### [Exercise objective]
Please reproduce the data below exactly, from the first line through the line containing "I think that", and leave every later line out.

Data supplied below:

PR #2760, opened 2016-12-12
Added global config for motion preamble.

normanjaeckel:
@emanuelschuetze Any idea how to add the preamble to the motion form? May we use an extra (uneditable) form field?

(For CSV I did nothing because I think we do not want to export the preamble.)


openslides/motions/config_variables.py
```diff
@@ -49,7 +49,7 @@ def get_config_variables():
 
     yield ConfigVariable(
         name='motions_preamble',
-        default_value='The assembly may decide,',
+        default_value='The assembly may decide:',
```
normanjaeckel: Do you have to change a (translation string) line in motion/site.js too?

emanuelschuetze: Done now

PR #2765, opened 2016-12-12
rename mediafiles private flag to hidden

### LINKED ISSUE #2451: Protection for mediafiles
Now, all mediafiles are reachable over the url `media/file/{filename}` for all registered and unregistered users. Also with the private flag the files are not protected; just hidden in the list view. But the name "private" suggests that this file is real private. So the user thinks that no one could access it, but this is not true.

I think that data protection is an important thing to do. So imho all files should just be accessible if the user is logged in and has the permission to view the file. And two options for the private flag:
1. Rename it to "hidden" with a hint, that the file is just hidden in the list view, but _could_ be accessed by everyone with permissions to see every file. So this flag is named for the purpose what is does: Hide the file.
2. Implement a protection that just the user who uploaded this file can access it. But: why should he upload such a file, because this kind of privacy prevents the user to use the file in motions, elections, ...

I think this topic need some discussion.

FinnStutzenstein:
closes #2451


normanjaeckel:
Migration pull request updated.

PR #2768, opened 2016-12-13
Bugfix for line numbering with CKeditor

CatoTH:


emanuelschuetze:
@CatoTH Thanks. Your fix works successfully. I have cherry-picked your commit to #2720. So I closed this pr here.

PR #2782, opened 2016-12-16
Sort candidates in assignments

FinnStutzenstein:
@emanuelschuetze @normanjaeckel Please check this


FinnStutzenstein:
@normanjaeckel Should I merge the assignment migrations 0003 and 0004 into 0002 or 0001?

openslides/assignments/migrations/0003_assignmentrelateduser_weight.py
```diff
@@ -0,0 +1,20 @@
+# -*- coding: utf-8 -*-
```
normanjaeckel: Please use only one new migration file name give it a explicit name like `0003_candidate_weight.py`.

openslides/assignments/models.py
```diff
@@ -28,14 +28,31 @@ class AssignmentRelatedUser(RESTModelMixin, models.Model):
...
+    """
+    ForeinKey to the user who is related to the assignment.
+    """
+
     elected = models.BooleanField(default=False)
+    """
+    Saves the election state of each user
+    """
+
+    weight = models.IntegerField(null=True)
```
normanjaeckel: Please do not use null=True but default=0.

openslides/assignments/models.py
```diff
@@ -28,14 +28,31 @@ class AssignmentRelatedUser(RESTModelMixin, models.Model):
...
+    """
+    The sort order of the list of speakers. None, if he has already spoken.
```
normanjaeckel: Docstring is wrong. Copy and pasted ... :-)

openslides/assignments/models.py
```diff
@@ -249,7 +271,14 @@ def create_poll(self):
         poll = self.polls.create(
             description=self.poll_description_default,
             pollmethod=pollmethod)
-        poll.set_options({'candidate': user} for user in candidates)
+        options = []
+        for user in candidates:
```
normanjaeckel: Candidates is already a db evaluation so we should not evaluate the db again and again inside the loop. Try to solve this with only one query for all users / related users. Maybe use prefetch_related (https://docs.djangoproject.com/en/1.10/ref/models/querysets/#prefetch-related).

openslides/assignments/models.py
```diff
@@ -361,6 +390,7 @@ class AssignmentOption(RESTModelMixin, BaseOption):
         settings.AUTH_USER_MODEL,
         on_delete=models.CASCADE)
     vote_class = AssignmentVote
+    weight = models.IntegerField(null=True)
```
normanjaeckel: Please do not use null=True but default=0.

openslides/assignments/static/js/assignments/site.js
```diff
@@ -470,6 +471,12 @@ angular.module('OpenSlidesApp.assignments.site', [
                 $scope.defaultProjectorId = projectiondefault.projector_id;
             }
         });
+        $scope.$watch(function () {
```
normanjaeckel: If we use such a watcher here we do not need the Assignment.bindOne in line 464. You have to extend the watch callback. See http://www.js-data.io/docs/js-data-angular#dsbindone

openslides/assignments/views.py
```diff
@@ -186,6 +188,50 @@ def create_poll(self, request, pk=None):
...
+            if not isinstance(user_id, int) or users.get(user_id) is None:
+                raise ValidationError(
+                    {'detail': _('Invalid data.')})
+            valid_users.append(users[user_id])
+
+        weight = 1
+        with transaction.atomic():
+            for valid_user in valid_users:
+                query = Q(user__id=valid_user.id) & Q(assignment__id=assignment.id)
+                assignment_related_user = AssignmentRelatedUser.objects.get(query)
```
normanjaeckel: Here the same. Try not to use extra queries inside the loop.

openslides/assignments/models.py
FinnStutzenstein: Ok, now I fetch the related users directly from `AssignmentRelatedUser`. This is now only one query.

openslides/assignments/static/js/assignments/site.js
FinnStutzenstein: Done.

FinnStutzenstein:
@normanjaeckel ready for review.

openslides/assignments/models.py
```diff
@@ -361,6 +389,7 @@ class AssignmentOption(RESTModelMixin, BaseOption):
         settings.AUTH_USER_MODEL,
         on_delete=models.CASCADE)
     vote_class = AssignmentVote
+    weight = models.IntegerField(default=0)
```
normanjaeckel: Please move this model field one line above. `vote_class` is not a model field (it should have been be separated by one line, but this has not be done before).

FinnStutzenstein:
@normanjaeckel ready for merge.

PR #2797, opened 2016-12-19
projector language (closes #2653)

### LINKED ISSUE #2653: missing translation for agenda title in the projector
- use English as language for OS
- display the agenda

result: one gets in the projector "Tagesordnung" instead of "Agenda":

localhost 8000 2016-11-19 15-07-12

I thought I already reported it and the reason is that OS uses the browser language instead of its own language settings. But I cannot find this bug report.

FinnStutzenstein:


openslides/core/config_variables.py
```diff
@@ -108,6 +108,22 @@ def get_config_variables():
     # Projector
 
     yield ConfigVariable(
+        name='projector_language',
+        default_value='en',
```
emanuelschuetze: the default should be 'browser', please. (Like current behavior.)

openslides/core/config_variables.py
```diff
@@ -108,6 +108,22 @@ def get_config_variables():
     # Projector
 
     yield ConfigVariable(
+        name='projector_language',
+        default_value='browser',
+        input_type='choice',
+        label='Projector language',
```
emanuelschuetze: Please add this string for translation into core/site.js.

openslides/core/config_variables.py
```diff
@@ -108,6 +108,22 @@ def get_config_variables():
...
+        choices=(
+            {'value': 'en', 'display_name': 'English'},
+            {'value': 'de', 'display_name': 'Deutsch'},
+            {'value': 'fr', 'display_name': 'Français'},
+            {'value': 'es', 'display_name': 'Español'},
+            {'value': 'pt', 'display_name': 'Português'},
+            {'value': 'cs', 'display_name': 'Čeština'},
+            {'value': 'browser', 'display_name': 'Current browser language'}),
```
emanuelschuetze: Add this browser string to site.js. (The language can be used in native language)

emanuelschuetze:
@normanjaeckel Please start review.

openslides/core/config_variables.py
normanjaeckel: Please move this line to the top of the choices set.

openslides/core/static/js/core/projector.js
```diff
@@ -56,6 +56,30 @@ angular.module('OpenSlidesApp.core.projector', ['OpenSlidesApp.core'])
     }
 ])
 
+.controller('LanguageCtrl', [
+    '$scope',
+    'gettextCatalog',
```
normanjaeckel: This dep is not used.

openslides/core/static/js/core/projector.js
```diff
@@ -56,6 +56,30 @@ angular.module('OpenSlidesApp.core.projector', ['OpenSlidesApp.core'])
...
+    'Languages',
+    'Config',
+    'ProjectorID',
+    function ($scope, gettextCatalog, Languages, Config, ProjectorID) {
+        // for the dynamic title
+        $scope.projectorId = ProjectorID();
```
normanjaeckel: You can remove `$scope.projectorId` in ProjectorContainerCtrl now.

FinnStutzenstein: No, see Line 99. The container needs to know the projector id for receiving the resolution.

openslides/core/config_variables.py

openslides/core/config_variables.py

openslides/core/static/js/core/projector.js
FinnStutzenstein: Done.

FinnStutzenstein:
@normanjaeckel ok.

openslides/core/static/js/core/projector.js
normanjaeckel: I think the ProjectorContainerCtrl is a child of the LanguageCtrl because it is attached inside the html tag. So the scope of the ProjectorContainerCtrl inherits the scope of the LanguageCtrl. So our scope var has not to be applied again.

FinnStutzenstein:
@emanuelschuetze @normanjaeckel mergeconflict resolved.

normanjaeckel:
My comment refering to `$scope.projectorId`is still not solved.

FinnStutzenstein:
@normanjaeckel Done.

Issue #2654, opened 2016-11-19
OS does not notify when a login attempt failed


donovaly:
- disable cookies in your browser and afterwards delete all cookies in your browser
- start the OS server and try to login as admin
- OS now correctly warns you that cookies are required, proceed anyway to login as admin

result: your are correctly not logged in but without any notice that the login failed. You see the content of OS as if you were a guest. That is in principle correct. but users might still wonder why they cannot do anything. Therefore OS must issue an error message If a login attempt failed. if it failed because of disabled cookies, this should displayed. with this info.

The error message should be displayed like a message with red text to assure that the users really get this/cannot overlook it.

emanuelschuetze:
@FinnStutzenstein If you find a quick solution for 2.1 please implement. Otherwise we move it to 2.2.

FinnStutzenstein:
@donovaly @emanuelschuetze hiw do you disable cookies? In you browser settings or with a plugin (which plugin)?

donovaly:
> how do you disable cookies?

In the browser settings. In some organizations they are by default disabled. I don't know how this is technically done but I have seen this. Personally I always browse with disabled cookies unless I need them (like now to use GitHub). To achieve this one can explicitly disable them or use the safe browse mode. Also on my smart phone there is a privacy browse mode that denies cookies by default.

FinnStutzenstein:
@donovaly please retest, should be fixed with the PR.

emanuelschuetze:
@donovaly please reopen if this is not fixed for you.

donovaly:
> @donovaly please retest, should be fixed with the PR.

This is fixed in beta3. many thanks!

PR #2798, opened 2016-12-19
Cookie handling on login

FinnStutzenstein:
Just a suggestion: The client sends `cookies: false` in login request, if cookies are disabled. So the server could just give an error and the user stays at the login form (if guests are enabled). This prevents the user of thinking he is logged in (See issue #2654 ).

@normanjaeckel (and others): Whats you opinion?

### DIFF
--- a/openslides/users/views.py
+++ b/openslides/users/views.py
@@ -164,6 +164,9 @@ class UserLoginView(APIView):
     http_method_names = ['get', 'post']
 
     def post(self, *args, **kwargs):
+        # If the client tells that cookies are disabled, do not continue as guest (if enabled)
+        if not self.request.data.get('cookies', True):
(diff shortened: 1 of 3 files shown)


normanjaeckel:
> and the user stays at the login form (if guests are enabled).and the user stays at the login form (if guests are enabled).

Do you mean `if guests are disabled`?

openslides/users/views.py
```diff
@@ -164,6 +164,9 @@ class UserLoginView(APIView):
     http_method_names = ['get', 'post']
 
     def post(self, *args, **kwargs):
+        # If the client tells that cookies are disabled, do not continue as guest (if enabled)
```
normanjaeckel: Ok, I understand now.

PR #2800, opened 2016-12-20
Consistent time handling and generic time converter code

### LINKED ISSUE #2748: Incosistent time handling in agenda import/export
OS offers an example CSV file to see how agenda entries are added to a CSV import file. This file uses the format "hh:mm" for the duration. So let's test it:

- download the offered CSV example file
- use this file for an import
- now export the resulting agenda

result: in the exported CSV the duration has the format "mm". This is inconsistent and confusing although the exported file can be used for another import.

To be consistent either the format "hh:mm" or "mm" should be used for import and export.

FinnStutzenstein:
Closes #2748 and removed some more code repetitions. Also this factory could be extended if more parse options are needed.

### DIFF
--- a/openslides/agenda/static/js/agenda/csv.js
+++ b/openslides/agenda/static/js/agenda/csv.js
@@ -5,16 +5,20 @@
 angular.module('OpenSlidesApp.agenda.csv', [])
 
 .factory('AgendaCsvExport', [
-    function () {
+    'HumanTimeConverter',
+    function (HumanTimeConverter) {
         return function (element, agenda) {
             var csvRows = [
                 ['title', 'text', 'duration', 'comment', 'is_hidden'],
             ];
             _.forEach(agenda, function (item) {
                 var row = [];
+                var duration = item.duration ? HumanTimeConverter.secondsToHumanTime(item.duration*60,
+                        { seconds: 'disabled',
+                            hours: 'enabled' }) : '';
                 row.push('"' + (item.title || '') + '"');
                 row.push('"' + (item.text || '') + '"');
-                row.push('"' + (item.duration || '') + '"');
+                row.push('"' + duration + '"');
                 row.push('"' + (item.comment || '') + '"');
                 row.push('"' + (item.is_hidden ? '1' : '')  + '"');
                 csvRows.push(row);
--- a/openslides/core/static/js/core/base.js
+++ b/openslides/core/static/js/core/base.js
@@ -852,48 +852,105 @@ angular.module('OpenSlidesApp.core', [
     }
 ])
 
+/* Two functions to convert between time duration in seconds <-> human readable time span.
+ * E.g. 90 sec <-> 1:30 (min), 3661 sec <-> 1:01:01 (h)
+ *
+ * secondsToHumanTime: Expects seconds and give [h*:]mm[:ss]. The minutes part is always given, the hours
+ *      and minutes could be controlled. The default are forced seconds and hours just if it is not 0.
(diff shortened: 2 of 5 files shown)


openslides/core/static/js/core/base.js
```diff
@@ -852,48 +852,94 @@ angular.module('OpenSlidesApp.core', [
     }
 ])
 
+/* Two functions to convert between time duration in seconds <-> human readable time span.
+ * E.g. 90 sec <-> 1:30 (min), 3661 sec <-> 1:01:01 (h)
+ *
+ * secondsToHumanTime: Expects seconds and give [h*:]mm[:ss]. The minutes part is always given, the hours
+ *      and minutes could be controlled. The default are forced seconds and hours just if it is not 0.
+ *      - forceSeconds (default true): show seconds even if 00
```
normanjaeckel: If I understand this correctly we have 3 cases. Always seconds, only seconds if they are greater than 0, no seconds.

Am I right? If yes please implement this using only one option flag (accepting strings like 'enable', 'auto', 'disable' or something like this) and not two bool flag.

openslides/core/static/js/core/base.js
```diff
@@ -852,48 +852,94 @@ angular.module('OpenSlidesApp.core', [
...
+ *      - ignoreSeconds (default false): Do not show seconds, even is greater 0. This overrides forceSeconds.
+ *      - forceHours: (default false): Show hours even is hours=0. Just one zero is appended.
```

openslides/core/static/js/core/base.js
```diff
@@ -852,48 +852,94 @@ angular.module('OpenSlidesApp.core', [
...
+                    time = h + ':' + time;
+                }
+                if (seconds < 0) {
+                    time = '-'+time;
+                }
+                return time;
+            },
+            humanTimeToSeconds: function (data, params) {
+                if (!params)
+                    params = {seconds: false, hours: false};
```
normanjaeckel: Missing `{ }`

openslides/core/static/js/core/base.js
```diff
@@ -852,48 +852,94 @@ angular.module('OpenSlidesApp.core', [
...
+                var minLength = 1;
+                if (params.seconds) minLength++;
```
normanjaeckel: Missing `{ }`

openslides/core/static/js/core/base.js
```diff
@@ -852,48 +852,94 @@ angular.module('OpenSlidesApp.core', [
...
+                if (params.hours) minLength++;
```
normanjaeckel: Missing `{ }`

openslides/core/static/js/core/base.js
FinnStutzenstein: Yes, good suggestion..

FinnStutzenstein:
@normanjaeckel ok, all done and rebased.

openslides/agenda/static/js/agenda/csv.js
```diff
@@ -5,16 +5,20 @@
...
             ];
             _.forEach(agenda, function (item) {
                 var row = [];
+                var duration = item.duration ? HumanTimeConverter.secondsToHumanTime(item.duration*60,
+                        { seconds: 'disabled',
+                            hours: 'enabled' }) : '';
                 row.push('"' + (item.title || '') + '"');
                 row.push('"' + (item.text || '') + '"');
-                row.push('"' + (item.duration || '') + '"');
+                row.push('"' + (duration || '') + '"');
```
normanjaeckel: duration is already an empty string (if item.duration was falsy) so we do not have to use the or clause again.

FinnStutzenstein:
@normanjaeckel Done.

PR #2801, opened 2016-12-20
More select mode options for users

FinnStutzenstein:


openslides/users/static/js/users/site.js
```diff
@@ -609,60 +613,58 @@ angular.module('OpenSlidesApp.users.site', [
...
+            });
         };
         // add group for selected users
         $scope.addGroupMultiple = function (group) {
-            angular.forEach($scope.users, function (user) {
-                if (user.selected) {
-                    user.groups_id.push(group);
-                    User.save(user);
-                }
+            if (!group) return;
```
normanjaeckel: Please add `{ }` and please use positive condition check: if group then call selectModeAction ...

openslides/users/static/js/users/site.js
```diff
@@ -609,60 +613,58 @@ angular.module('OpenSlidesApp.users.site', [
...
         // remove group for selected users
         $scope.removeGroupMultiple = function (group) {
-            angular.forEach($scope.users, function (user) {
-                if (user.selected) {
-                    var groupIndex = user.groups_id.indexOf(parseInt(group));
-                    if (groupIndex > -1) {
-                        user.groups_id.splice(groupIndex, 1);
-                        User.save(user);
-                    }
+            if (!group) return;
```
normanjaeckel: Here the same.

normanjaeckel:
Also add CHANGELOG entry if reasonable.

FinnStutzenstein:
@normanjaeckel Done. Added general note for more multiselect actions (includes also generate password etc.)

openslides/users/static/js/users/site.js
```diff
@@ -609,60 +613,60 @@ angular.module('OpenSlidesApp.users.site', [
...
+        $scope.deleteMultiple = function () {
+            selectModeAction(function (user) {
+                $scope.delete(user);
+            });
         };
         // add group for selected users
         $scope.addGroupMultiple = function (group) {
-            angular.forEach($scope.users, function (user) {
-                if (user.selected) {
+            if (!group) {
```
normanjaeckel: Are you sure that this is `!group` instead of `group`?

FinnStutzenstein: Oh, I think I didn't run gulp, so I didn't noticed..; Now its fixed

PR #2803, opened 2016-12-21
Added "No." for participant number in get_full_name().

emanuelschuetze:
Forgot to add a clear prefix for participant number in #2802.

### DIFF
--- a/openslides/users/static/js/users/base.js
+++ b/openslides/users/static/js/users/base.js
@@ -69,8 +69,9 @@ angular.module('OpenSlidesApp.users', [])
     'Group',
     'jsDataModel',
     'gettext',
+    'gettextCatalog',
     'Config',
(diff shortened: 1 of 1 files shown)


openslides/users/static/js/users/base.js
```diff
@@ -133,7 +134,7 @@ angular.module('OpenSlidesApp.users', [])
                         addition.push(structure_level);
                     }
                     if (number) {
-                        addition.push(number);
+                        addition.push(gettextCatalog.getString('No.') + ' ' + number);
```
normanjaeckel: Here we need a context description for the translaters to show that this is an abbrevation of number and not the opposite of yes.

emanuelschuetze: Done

End of Data supplied.

### [Response]
PR #2760, opened 2016-12-12
Added global config for motion preamble.

normanjaeckel:
@emanuelschuetze Any idea how to add the preamble to the motion form? May we use an extra (uneditable) form field?

(For CSV I did nothing because I think we do not want to export the preamble.)


openslides/motions/config_variables.py
```diff
@@ -49,7 +49,7 @@ def get_config_variables():
 
     yield ConfigVariable(
         name='motions_preamble',
-        default_value='The assembly may decide,',
+        default_value='The assembly may decide:',
```
normanjaeckel: Do you have to change a (translation string) line in motion/site.js too?

emanuelschuetze: Done now

PR #2765, opened 2016-12-12
rename mediafiles private flag to hidden

### LINKED ISSUE #2451: Protection for mediafiles
Now, all mediafiles are reachable over the url `media/file/{filename}` for all registered and unregistered users. Also with the private flag the files are not protected; just hidden in the list view. But the name "private" suggests that this file is real private. So the user thinks that no one could access it, but this is not true.

I think that data protection is an important thing to do. So imho all files should just be accessible if the user is logged in and has the permission to view the file. And two options for the private flag:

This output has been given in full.